**Instructions to follow:** Pick out all lines with the word "include" from the records that follow.

★ ★ ★ ★ ★ ★ ★

PR #804, opened 2025-03-19
Halo integration

TomMelt:
# WIP

### Task List
- [x] integrates Halo exchange logic into the main code base
- [x] re-work the halo test
- [ ] doesn't work for Z fields but these are being removed shortly

### DIFF
--- a/core/src/include/ModelArray.hpp
+++ b/core/src/include/ModelArray.hpp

★ ★ ★ ★ ★ ★ ★

**Result:**
--- a/core/src/include/ModelArray.hpp
+++ b/core/src/include/ModelArray.hpp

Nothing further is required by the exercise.